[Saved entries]
PR #516, opened 2024-08-13
test(zk): migrate factory tests & script

Karrq:
## Motivation
Migrating `Factory` family of tests from `zk-tests` to cargo

## Solution
Moved also `ZkSyncNode` from `tests/cli` to `foundry-test-utils` to allow us to use it across any test (`cli` and `it` are considered separate crates)


crates/forge/tests/it/zk/factory.rs
```diff
@@ -0,0 +1,75 @@
...
+    execute_factory_script(prj.root(), &mut cmd, "ZkUserConstructorFactoryScript", 2);
+});
+
+fn setup_factory_prj(prj: &mut foundry_test_utils::TestProject) {
+    foundry_test_utils::util::initialize(prj.root());
+    prj.add_source("Factory.sol", include_str!("../../../../../testdata/zk/Factory.sol")).unwrap();
+    prj.add_script("Factory.s.sol", include_str!("../../fixtures/zk/Factory.s.sol")).unwrap();
+}
+
+fn execute_factory_script(
```
elfedy, line 39:
```suggestion
fn test_factory_script(
```
(Feel free to ignore this, just opinionated nit): `execute` feels like you are just running the script but in reality the method is both executing + testing it is successful + testing it generates the expected transactions

crates/forge/tests/it/zk/mod.rs
```diff
@@ -2,7 +2,40 @@
 mod basic;
 mod cheats;
 mod contracts;
+mod factory;
 mod fuzz;
 mod invariant;
 mod logs;
 mod repros;
+
+macro_rules! test_zk {
```
elfedy, line 11: Not sure this saves much typing in relation to the extra indirection it adds.

elfedy (approved):

crates/forge/tests/it/zk/mod.rs
nbaztec: I'm also unsure about it to be honest. In `test_repro` it kinda makes sense as there's mostly always a single input, i.e. the issue number thereby justifying the `test_repro!(4402)`. In our case we'd need to still think about a proper test name, the contract name, the test function which diminishes the need for `test_zk!(my_test_name, "Foo", "testFoo|testFooBar")`

Additionally some tests rely on checking the output where this pattern will not work. As there isn't make much utility to justify it as of now.

crates/forge/tests/it/zk/factory.rs
```diff
@@ -0,0 +1,75 @@
...
+
+test_zk!(
+    can_deploy_in_constructor,
+    "testConstructorFactory|testNestedConstructorFactory",
+    "ZkFactoryTest"
+);
+
+test_zk!(can_use_predeployed_factory, "testUser.*", "ZkFactoryTest");
+
+foundry_test_utils::forgetest_async!(script_zk_can_deploy_in_method, |prj, cmd| {
```
nbaztec, line 15:
```suggestion
forgetest_async!(script_zk_can_deploy_in_method, |prj, cmd| {
```

crates/forge/tests/it/zk/factory.rs
nbaztec: or `run_script_test`

crates/forge/tests/it/zk/mod.rs
Karrq: You can check the result with `test_zk!(name, |runner| {...})` but you'd need to create the filter by hand - 
To be honest, most of our tests are self-contained, and we only really need to specify the test name for filtering, at least that's what I saw with our current tests.
It's rather simple macro, and the more tests we have the more it will save (I didn't refactor the other tests to use it to simplify the PR)

nbaztec: It's a personal preference, but I like tests to be explicit about what they do - makes reaading tests and debugging things easier. If it turns out we have to change things often down the line, I might re-consider introducing a macro but so far it _is_ a simple macro that hides more than it helps IMO. 

If it helps others, we can keep it but I'd avoid macros unless we _really_ need them.

/2cents

nbaztec (approved):

crates/test-utils/Cargo.toml
```diff
@@ -34,6 +34,13 @@ tracing-subscriber = { workspace = true, features = ["env-filter"] }
 walkdir.workspace = true
 rand.workspace = true
 snapbox = { version = "0.6.9", features = ["json"] }
+tokio.workspace = true
+
+# zk
+zksync_types.workspace = true
+era_test_node.workspace = true
+jsonrpc-core = { git = "https://github.com/matter-labs/jsonrpc.git", branch = "master" }
+jsonrpc-http-server = { git = "https://github.com/matter-labs/jsonrpc.git", branch = "master" }
```
nbaztec, line 43: are we using these 2?

Karrq: https://github.com/matter-labs/foundry-zksync/pull/516/files#diff-8f41dcf6a86a9311cf06e14d0fd21030694379f370d9261bbb45f837a706f362R171-R175
and `use jsonrpc_core::IOHandler;` in the same file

About this exercise: Output the data exactly, in full.

Response area:
PR #516, opened 2024-08-13
test(zk): migrate factory tests & script

Karrq:
## Motivation
Migrating `Factory` family of tests from `zk-tests` to cargo

## Solution
Moved also `ZkSyncNode` from `tests/cli` to `foundry-test-utils` to allow us to use it across any test (`cli` and `it` are considered separate crates)


crates/forge/tests/it/zk/factory.rs
```diff
@@ -0,0 +1,75 @@
...
+    execute_factory_script(prj.root(), &mut cmd, "ZkUserConstructorFactoryScript", 2);
+});
+
+fn setup_factory_prj(prj: &mut foundry_test_utils::TestProject) {
+    foundry_test_utils::util::initialize(prj.root());
+    prj.add_source("Factory.sol", include_str!("../../../../../testdata/zk/Factory.sol")).unwrap();
+    prj.add_script("Factory.s.sol", include_str!("../../fixtures/zk/Factory.s.sol")).unwrap();
+}
+
+fn execute_factory_script(
```
elfedy, line 39:
```suggestion
fn test_factory_script(
```
(Feel free to ignore this, just opinionated nit): `execute` feels like you are just running the script but in reality the method is both executing + testing it is successful + testing it generates the expected transactions

crates/forge/tests/it/zk/mod.rs
```diff
@@ -2,7 +2,40 @@
 mod basic;
 mod cheats;
 mod contracts;
+mod factory;
 mod fuzz;
 mod invariant;
 mod logs;
 mod repros;
+
+macro_rules! test_zk {
```
elfedy, line 11: Not sure this saves much typing in relation to the extra indirection it adds.

elfedy (approved):

crates/forge/tests/it/zk/mod.rs
nbaztec: I'm also unsure about it to be honest. In `test_repro` it kinda makes sense as there's mostly always a single input, i.e. the issue number thereby justifying the `test_repro!(4402)`. In our case we'd need to still think about a proper test name, the contract name, the test function which diminishes the need for `test_zk!(my_test_name, "Foo", "testFoo|testFooBar")`

Additionally some tests rely on checking the output where this pattern will not work. As there isn't make much utility to justify it as of now.

crates/forge/tests/it/zk/factory.rs
```diff
@@ -0,0 +1,75 @@
...
+
+test_zk!(
+    can_deploy_in_constructor,
+    "testConstructorFactory|testNestedConstructorFactory",
+    "ZkFactoryTest"
+);
+
+test_zk!(can_use_predeployed_factory, "testUser.*", "ZkFactoryTest");
+
+foundry_test_utils::forgetest_async!(script_zk_can_deploy_in_method, |prj, cmd| {
```
nbaztec, line 15:
```suggestion
forgetest_async!(script_zk_can_deploy_in_method, |prj, cmd| {
```

crates/forge/tests/it/zk/factory.rs
nbaztec: or `run_script_test`

crates/forge/tests/it/zk/mod.rs
Karrq: You can check the result with `test_zk!(name, |runner| {...})` but you'd need to create the filter by hand - 
To be honest, most of our tests are self-contained, and we only really need to specify the test name for filtering, at least that's what I saw with our current tests.
It's rather simple macro, and the more tests we have the more it will save (I didn't refactor the other tests to use it to simplify the PR)

nbaztec: It's a personal preference, but I like tests to be explicit about what they do - makes reaading tests and debugging things easier. If it turns out we have to change things often down the line, I might re-consider introducing a macro but so far it _is_ a simple macro that hides more than it helps IMO. 

If it helps others, we can keep it but I'd avoid macros unless we _really_ need them.

/2cents

nbaztec (approved):

crates/test-utils/Cargo.toml
```diff
@@ -34,6 +34,13 @@ tracing-subscriber = { workspace = true, features = ["env-filter"] }
 walkdir.workspace = true
 rand.workspace = true
 snapbox = { version = "0.6.9", features = ["json"] }
+tokio.workspace = true
+
+# zk
+zksync_types.workspace = true
+era_test_node.workspace = true
+jsonrpc-core = { git = "https://github.com/matter-labs/jsonrpc.git", branch = "master" }
+jsonrpc-http-server = { git = "https://github.com/matter-labs/jsonrpc.git", branch = "master" }
```
nbaztec, line 43: are we using these 2?

Karrq: https://github.com/matter-labs/foundry-zksync/pull/516/files#diff-8f41dcf6a86a9311cf06e14d0fd21030694379f370d9261bbb45f837a706f362R171-R175
and `use jsonrpc_core::IOHandler;` in the same file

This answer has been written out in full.